Roy L. Brooks | |
|---|---|
| Born | Roy Lavon Brooks 1950 (age 75–76) |
| Citizenship | American |
| Occupations | Legal scholar, professor |
| Awards | Gustavus Myers Outstanding Book Award (twice) Thurgood Marshall Award Virgil Hawkins Award Loren Miller Award |
| Academic background | |
| Alma mater | University of Connecticut (B.A.) Yale Law School (J.D., 1975) |
| Academic work | |
| Discipline | Law |
| Sub-discipline | Civil rights,Civil procedure,Legal theory,Critical theory,Post-conflict justice,Reparations for slavery,Corporate Finance |
| Institutions | University of San Diego School of Law (1979–present) |
| Main interests | Racial justice,Social justice,Legal theory,Critical theory,Post-conflict justice,Reparations |
| Notable works | "Framing Redress Discourse" in NOMOS LXV:Reconciliation and Repair,edited by Melissa Schwartzberg and Eric Beerbohm. (2023) Diversity Judgments:Democratizing Judicial Legitimacy (2022) The Racial Glass Ceiling:Subordination in American Law and Culture (2017) The Law of Discrimination:Cases and Perspectives (with Gilbert Paul Carrasco and Michael Selmi,2011) Racial Justice in the Age of Obama (2009) Atonement and Forgiveness:A New Model for Black Reparations (2004) Critical Procedure (1998) Integration or Separation?:A Strategy for Racial Equality (1996) Civil Procedure:Cases and Materials for An Advanced Course (1996) Civil Procedure:Cases and Materials for Policy Analysis (1995) "The Anatomy of an Apology." Social Research:An International Quarterly. 87 (2020):813 |
Roy Lavon Brooks (born 1950) [1] is an American legal scholar who served as Warren Distinguished Professor of Law and was named a University Professor twice at the University of San Diego School of Law.
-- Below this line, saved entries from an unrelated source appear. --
PR #16355, opened 2024-07-08
applications: nrf5340_audio: Module to read LC3 files from SD card

andvib:
Reads and parses LC3 files from the SD card, and provides a function to read the LC3 file one frame at a time. Uses the existing SD card module.

OCT-3031


applications/nrf5340_audio/src/modules/lc3_file.c
```diff
@@ -0,0 +1,101 @@
...
+
+#include "lc3_file.h"
+#include "sd_card.h"
+
+#include <zephyr/logging/log.h>
+LOG_MODULE_REGISTER(sd_card_lc3_file, CONFIG_MODULE_SD_CARD_LC3_FILE_LOG_LEVEL);
+
+int lc3_file_frame_get(struct lc3_file_ctx *file, uint8_t *buffer, size_t buffer_size)
+{
+	int err;
```
alexsven, line 15:
```suggestion
	int ret;
```

applications/nrf5340_audio/src/modules/lc3_file.c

Brooks is a specialist in civil rights law,legal theory,critical theory,post-conflict justice,and reparations for slavery. He has authored or edited more than 20 books. Brooks is known for framing diverse post-civil rights approaches to social justice, [2] [3] [4] for developing the "atonement model" for reparations, [5] [6] for framing critical theory as a general theory of law and incorporating it into the Supreme Court’s deliberative process, [7] and for his role as a founding member of the Critical Race Theory movement. [8] [9]
In 2025,Brooks announced his retirement from the University of San Diego School of Law after 47 years on the faculty. He was the first Black professor at the university,having been recruited in 1979 by Provost Sister Sally Furey,who traveled to New York to persuade him to leave his position at Cravath,Swaine &Moore. [10] Brooks received tenure after his second year of teaching and was twice named University Professor,the university's highest academic honor. He received the Thorsness Prize for Excellence in Scholarship four times and the Thorsness Prize for Excellence in Teaching four times. [11] The university established the Roy L. Brooks Distinguished Lecture Series in 2023. [10] [12]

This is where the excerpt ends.